BRI to be more selective in choosing sectors, targets credit growth of 7-9 percent this year
PT Bank Rakyat Indonesia (Persero) Tbk will be more selective in disbursing credit this year, focusing on quality sectors, and targets a single-digit growth of 7-9 percent.
As of the end of 2025, BRI’s consolidated credit disbursement grew by 12.3 percent (year on year) to IDR 1,521 trillion, with a focus on the MSME segment.
“We are indeed very selective in choosing quality sectors, which can certainly provide good yields but also do not bring poor asset quality to BRI,” said BRI’s President Director, Hery Gunardi, in a virtual press conference on the Fourth Quarter 2025 Financial Performance, Thursday.
Regarding credit quality, he said that the company continues to consistently improve it, especially in the micro segment.
As of the end of 2025, BRI’s non-performing loan (NPL) ratio was still at 3.07 percent. Meanwhile, the loan at risk (LAR) decreased from 10.7 percent at the end of 2024 to 9.6 percent at the end of 2025.
In the future, Hery said that the company plans to implement an automatic installment payment mechanism for micro-segment customers who have savings accounts at BRI.

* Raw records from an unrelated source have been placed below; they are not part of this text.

PR #725, opened 2017-09-11
Move watched repositories to Notifications screen

Tunous:
This reproduces the behavior present on GitHub web interface where notifications and watched repositories are grouped under 2 tabs in the same page.

Related to #578 and #624

### DIFF
--- a/app/src/main/java/com/gh4a/activities/home/HomeActivity.java
+++ b/app/src/main/java/com/gh4a/activities/home/HomeActivity.java
@@ -297,7 +297,7 @@ public class HomeActivity extends BaseFragmentPagerActivity implements
             case R.id.news_feed:
                 return new NewsFeedFactory(this, mUserLogin);
             case R.id.notifications:
-                return new NotificationListFactory(this);
+                return new NotificationListFactory(this, mUserLogin);
             case R.id.my_repos:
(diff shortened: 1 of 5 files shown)


maniac103:
I don't use notifications myself, so I'm not sure whether this is a good idea, but just to have mentioned it: I wonder whether having the watched repo list optional instead of a tab, that is, have it accessible via toolbar button only.

Tunous:
Personally, I would be happy with that option as I only use the notifications screen and rarely check my watched repositories. But, the aim of this change is to improve discoverability. Previously this entry was hidden in non-intuitive place. If we moved to overflow it would present a similar situation.

We could potentially move it to overflow menu for both Notifications and My Repositories screens but this seems more of a hack.

That's why I think tabs are the best option here. It's easy to find as it replicates tabbed interface in notifications screen on GitHub: https://github.com/watching

maniac103:
I totally forgot to answer you :-/ I wasn't thinking of overflow, but a real toolbar menu item, like the filter one in the repo list. I don't think that would cause a discoverability problem.
What I'm not a fan of (and would like to avoid) is putting more or less unrelated content in two tabs. I don't really like having two tabs already (as it somehow feels like a waste of screen space), but especially not in this case, even if Github does it :-/

PR #733, opened 2017-09-16
Improved about screens of profiles and repositories

Tunous:


Tunous:
Created pull request for this to have a place for easier overview and further discussions.

Tunous:
Suggestions:

1. Make click highlight span the whole row, only highlight icon if pressing on action icon.
2. Action icons should display icons for action to be performed. So for example, if you have watched the repository the icon should be a crossed-out eye.
3. The icon for following could be people with a + sign and unfollowing people with a - sign. That way followers can stay with people icon.
4. When long-pressing on action icon display toast telling what action will be performed?

Tunous:
This is how it works currently:
improved-about

maniac103:
> Make click highlight span the whole row, only highlight icon if pressing on action icon.

Yep, that's how it should behave.

> Action icons should display icons for action to be performed. So for example, if you have watched the repository the icon should be a crossed-out eye.

Thinking about it, I wonder whether we should adapt the icons at all or whether we should only indicate it by text, like I've done it for following a user. For watchers and stars, we could simply write '810 stars, including you'. 

> When long-pressing on action icon display toast telling what action will be performed?

That's a good idea.

Additionally, we should follow @smichel17 's suggesion and place a toolbar button for follow/unfollow in the follower list and a star/unstar button in the star list.

Tunous:
> Thinking about it, I wonder whether we should adapt the icons at all or whether we should only indicate it by text, like I've done it for following a user. For watchers and stars, we could simply write '810 stars, including you'.

Sounds good to me. We still need to find icons for following vs followers then.

maniac103:
Rebased to master

maniac103:
Implemented items 1 and 4.

app/src/main/java/com/gh4a/fragment/RepositoryFragment.java
```diff
@@ -385,15 +438,104 @@ private void loadPullRequestCount(boolean force) {
...
+        }
+
+        responseSingle.compose(RxUtils::doInBackground)
+                .subscribe(result -> {
+                    if (mIsWatching != null) {
+                        mIsWatching = !mIsWatching;
+                        mRepository = mRepository.toBuilder()
+                                .watchersCount(mRepository.watchersCount() + (mIsWatching ? 1 : -1))
+                                .build();
+                        updateStargazerUi();
```
Unpublished: Shouldn't this be updateWatcherUi?

app/src/main/java/com/gh4a/fragment/RepositoryFragment.java
```diff
@@ -385,15 +438,104 @@ private void loadPullRequestCount(boolean force) {
...
+                    }
+                }, error -> {
+                    handleActionFailure("Updating repo watching state failed", error);
+                    updateStargazerUi();
```
Unpublished: Same

Unpublished:
I don't know why watchersCount exists in api (as it is always the same as stargazers), but shouldn't we use subscribersCount? This seems to represent the real watchers count.

Tunous:
Yes, it might be outdated. I didn't sync the latest changes.

maniac103:
And/or I failed at rebasing. I'll rebase this as soon as I get some free time and look at this in the process.

maniac103:
Actually, watchersCount and stargazersCount will always be identical according to [1], so using subscribersCount indeed is the way to go.

[1] https://developer.github.com/v3/activity/watching/

app/src/main/java/com/gh4a/fragment/RepositoryFragment.java
```diff
@@ -385,15 +438,104 @@ private void loadPullRequestCount(boolean force) {
...
+        }
+
+        responseSingle.compose(RxUtils::doInBackground)
+                .subscribe(result -> {
+                    if (mIsWatching != null) {
+                        mIsWatching = !mIsWatching;
+                        mRepository = mRepository.toBuilder()
+                                .subscribersCount(mRepository.subscribersCount() + (mIsWatching ? 1 : -1))
+                                .build();
+                        updateStargazerUi();
```
Unpublished: Just as a reminder this line and line 500 should still be `updateWatcherUi`.

maniac103: Done, thanks!

app/src/main/java/com/gh4a/adapter/RepositoryAdapter.java
```diff
@@ -59,7 +59,7 @@ public void onBindViewHolder(ViewHolder holder, Repository repository) {
         holder.tvLanguage.setText(repository.language() != null
                 ? repository.language() : mContext.getString(R.string.unknown));
         holder.tvForks.setText(String.valueOf(repository.forksCount()));
-        holder.tvStars.setText(String.valueOf(repository.watchersCount()));
+        holder.tvStars.setText(String.valueOf(repository.subscribersCount()));
```
Unpublished: Here we're actually looking for stars count...

maniac103:
Merging this, as it's been sitting far too long and seems to be fine for me after months of testing. If something is off, we can do follow-up fixes in master.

Through this scheme, customers are expected to maintain sufficient balances, ideally equivalent to one to two installments, so that payments can be made automatically and on time.

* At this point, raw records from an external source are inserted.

Issue #695, opened 2017-09-07
Move Timeline/Trending/Blog links to the news feed


smichel17:
I find it rather difficult to use scrollable navigation drawers. Octodroid's drawer is 3 entries longer than the height of my screen.

I think there's is a great opportunity to remove the `Public timeline`, `Trending Repos`, and `Github Blog`  links the drawer: Like the news feed, the are all about timely updates. So, they'd fit right in if they were moved tot he drop-down where you choose either your own or an organization's timeline to view (especially the public timeline, which is basically the news feed for all Github).

maniac103:
👍 for the global timeline idea, but Github blog and (especially) trending repos provide a completely different kind of information, so I don't think they fit well into the news feed.

Probably you just need a larger phone - the drawer fits fine on mine? ;-) Seriously though, scrollable drawers don't seem to be too uncommon (think e.g. Gmail or Google Maps), so I'm not sure avoiding it scrolling is a goal we should aim for at all costs.

Tunous:
I'm worried that moving public timeline here would make it hard to discover. I myself wouldn't think about searching for it here. But I rarely used that option.

smichel17:
I agree they are common. Common and terrible.

I guess I should also clarify that I'm talking in particular about scrollable *navigation* drawers. Having UI elements in a consistent position means I can build muscle memory and navigate faster as I use the app more. A scrollable drawer throws this all away.

In the case of a scrollable drawer for user generated content, the content will change anyway so you're not going to be able to build that muscle memory the same way (ex: Simpletask has a drawer for filtering tasks based on lists and tags that I never minded).

Issue #684, opened 2017-09-05
Can't load the corresponding content for filter/order setting


WanderMax:
I choose the start page : My repositories, and set filter "Starred" and sort order "Most recently pushed".
However, when I open the app, the loaded content is always "My repositories" with one strange order.
In previous version, app can load the "Starred" content with "Most recently pushed" order.
Thanks.

Tunous:
Same issue as #746 ?

maniac103:
It's extremely likely, yes.

PR #734, opened 2017-09-16
Move starred repositories to bookmarks screen

Tunous:
stars-and-bookmarks

Related to #578, #624 and #725

### DIFF
--- a/app/src/main/java/com/gh4a/activities/RepositoryListActivity.java
+++ b/app/src/main/java/com/gh4a/activities/RepositoryListActivity.java
@@ -105,8 +105,8 @@ public class RepositoryListActivity extends FragmentContainerActivity implements
     protected void onPrepareRightNavigationDrawerMenu(Menu menu) {
         if (mFragment != null) {
             mFilterDrawerHelper.selectFilterType(menu, mFragment.getFilterType());
-            mSortDrawerHelper.selectSortType(menu,
-                    mFragment.getSortOrder(), mFragment.getSortDirection());
+            mSortDrawerHelper.selectSortType(menu, mFragment.getSortOrder(),
+                    mFragment.getSortDirection(), false);
         }
     }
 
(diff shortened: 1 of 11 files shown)


Tunous:
Myself I would prefer to have this as a separate entry in the drawer as seen in #578. But decided to create this pull request to hear your opinions.

smichel17:
I would prefer this implementation because, as I said in #695, I think scrollable navigation drawers are terrible ux:

> Having UI elements in a consistent position means I can build muscle memory and navigate faster as I use the app more. A scrollable drawer throws this all away.

maniac103:
I don't necessarily agree to the scrolling drawer argument (we have _a lot_ of stuff to show, so we probably won't be able to avoid having a scrolling drawer - it's already scrolling in @Tunous example), but I think this implementation is fine, given that having a 'My repositories' + a 'Starred repositories' drawer item is somewhat inconsistent and potentially confusing as well.

Tunous:
So, let's go for #725 and this + close #578 and #624?

smichel17:
> we have a lot of stuff to show, so we probably won't be able to avoid having a scrolling drawer - it's already scrolling in @Tunous example

Also in @Tunous's example, if `Public timeline`, `Trending repos`, and `Github blog` were collapsed into a single entry, it would not scroll. My phone is slightly smaller than that, so we would have to remove those 3 entries (#695), not collapse them, but it's not that far off. However, this is now off-topic for this PR so I'll shut up about it now :)

maniac103:
I just noticed via #684 that this PR in its current state loses sort order options.

Tunous:
Is it OK to add it as submenu similar to the one for filtering notifications? I think that will fit better than right-side menu.

maniac103:
Yeah, it surely is.

Tunous:
Added.

Tunous:
@maniac103 perhaps it's time to decide on what to do with this. I think the option I mentioned [here](https://github.com/slapperwan/gh4a/pull/734#issuecomment-332198696) is the way to go.

maniac103:
This one is fine with me; I have more issues with #725.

Meanwhile, the commercial banking and corporate banking segments, which have shown solid performance, play a strategic role as a source of leads for business units in branches and the consumer segment.
He said that the growth of unsecured credit (KTA), especially payroll-based loans, has the potential to continue to be encouraged through the ability of commercial and corporate banking to provide quality payroll customers to the consumer segment and branch network.
From the funding side, Hery explained that the company continues to focus on improving the funding structure with a higher proportion of low-cost funds (CASA). In 2025, BRI succeeded in increasing the CASA ratio to 70.6 percent.
“So we really want to be a leader in low-cost funding or the CASA ratio,” he said.
Overall, Hery said that the company remains optimistic that through ongoing transformation as reflected in the BRIVolution Reignite initiative, the growth of low-cost funds will continue to increase, the cost of funds will continue to decrease, and margins will remain stable.
In addition, improvements in credit quality in the micro segment are expected to continue to show a positive trend, along with the implementation of a more prudent underwriting process and the acquisition of new customers who are more selective, resulting in a portfolio with a higher level of smooth collectibility.